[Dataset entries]
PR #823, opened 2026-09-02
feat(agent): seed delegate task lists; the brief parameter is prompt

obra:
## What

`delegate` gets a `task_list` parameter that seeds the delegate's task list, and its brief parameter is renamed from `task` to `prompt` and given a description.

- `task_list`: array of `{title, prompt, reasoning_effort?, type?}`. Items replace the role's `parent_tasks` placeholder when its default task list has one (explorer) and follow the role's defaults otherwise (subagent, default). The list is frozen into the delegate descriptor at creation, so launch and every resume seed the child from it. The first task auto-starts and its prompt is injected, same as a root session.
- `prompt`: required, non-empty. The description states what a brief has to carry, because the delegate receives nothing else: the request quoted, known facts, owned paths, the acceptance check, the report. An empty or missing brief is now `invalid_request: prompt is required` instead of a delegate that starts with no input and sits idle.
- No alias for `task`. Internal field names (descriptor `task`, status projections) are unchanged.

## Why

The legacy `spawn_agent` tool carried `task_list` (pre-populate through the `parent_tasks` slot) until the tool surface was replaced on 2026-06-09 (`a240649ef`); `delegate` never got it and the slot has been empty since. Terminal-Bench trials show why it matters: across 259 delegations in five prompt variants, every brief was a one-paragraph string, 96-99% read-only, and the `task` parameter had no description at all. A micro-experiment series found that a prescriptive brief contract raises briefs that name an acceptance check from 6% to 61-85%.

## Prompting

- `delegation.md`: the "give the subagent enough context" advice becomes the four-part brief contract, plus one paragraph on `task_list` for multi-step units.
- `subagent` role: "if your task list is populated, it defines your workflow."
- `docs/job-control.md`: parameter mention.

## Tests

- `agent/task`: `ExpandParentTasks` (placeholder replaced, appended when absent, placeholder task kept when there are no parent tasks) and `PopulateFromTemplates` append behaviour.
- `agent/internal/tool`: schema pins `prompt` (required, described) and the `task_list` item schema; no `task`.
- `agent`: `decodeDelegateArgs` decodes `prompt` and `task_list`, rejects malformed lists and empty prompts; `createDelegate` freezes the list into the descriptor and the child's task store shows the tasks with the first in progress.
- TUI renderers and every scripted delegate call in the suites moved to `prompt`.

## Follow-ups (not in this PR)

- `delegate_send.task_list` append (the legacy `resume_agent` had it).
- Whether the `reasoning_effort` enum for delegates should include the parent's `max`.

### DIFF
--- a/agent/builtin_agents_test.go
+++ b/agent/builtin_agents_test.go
* * *
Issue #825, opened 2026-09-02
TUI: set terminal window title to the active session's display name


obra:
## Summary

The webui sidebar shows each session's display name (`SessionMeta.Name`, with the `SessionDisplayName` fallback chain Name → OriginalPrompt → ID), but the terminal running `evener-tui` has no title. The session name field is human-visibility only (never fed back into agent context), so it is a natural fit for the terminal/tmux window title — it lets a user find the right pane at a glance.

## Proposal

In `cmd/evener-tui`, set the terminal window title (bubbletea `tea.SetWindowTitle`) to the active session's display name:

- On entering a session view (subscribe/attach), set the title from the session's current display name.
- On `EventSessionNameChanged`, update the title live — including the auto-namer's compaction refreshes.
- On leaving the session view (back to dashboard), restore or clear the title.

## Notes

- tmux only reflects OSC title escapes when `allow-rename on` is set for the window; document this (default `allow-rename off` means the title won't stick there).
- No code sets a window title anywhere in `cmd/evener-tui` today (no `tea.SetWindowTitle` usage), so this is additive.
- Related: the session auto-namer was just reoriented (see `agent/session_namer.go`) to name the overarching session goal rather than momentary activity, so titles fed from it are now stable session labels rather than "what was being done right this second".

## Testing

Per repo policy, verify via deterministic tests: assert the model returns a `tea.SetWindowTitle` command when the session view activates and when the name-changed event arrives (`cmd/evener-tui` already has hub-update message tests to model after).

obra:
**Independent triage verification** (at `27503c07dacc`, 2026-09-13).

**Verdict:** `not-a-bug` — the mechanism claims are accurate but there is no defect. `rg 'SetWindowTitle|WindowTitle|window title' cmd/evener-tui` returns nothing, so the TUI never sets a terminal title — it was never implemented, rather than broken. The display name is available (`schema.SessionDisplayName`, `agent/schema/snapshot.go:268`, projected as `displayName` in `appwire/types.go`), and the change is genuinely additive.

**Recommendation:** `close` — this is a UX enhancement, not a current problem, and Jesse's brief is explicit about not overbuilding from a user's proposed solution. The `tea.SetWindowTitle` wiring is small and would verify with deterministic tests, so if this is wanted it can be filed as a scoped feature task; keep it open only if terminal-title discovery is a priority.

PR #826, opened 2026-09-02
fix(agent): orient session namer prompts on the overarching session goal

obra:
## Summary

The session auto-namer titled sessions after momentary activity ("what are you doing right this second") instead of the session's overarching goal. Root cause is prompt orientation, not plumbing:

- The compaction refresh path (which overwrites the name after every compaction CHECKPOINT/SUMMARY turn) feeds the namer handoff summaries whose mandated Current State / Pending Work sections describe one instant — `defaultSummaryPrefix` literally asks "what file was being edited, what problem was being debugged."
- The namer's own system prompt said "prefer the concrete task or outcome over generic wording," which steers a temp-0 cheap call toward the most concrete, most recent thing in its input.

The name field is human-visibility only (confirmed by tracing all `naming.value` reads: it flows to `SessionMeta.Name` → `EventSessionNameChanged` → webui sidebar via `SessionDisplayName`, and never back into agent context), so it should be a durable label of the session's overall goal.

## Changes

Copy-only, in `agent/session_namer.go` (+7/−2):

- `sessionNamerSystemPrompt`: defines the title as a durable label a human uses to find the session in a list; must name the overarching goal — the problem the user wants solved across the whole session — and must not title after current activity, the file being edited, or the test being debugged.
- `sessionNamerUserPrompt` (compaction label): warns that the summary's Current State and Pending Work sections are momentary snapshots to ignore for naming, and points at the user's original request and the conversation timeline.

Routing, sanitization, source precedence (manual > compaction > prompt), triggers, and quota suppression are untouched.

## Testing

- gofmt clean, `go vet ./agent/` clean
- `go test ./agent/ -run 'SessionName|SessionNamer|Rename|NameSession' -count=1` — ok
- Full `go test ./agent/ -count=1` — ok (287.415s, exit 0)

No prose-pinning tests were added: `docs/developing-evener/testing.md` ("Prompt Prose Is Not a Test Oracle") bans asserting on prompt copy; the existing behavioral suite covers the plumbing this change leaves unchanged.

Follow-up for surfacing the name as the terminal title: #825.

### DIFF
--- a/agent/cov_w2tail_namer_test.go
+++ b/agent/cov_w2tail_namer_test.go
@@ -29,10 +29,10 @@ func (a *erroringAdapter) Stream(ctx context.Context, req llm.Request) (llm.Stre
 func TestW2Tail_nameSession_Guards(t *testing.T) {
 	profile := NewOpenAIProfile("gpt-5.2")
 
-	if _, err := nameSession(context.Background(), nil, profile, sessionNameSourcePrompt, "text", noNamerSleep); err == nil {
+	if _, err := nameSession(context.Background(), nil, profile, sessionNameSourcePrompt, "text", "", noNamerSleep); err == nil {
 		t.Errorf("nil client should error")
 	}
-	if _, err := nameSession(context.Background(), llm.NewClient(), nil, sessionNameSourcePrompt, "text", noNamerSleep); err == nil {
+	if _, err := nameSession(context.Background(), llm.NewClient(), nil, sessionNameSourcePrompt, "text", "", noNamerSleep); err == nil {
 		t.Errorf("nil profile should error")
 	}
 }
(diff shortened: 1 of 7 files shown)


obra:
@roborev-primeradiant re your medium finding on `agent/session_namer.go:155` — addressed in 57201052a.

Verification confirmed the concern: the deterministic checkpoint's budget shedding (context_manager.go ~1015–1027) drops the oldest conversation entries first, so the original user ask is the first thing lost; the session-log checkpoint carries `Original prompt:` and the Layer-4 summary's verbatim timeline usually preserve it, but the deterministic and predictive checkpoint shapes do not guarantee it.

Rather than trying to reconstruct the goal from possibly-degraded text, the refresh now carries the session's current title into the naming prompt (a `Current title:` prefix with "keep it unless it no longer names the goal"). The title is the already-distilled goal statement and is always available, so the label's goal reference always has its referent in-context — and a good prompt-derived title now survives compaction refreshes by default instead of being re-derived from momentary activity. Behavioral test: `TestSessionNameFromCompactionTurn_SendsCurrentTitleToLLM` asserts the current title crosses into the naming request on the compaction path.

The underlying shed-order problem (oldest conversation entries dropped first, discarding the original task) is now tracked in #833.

* [What the task requires]: Of all the entries above, repeat only the lines from the line that has "fix(agent): orient session" to the line that has "- The namer's", both lines included, exactly.

* [Task solution]:
fix(agent): orient session namer prompts on the overarching session goal

obra:
## Summary

The session auto-namer titled sessions after momentary activity ("what are you doing right this second") instead of the session's overarching goal. Root cause is prompt orientation, not plumbing:

- The compaction refresh path (which overwrites the name after every compaction CHECKPOINT/SUMMARY turn) feeds the namer handoff summaries whose mandated Current State / Pending Work sections describe one instant — `defaultSummaryPrefix` literally asks "what file was being edited, what problem was being debugged."
- The namer's own system prompt said "prefer the concrete task or outcome over generic wording," which steers a temp-0 cheap call toward the most concrete, most recent thing in its input.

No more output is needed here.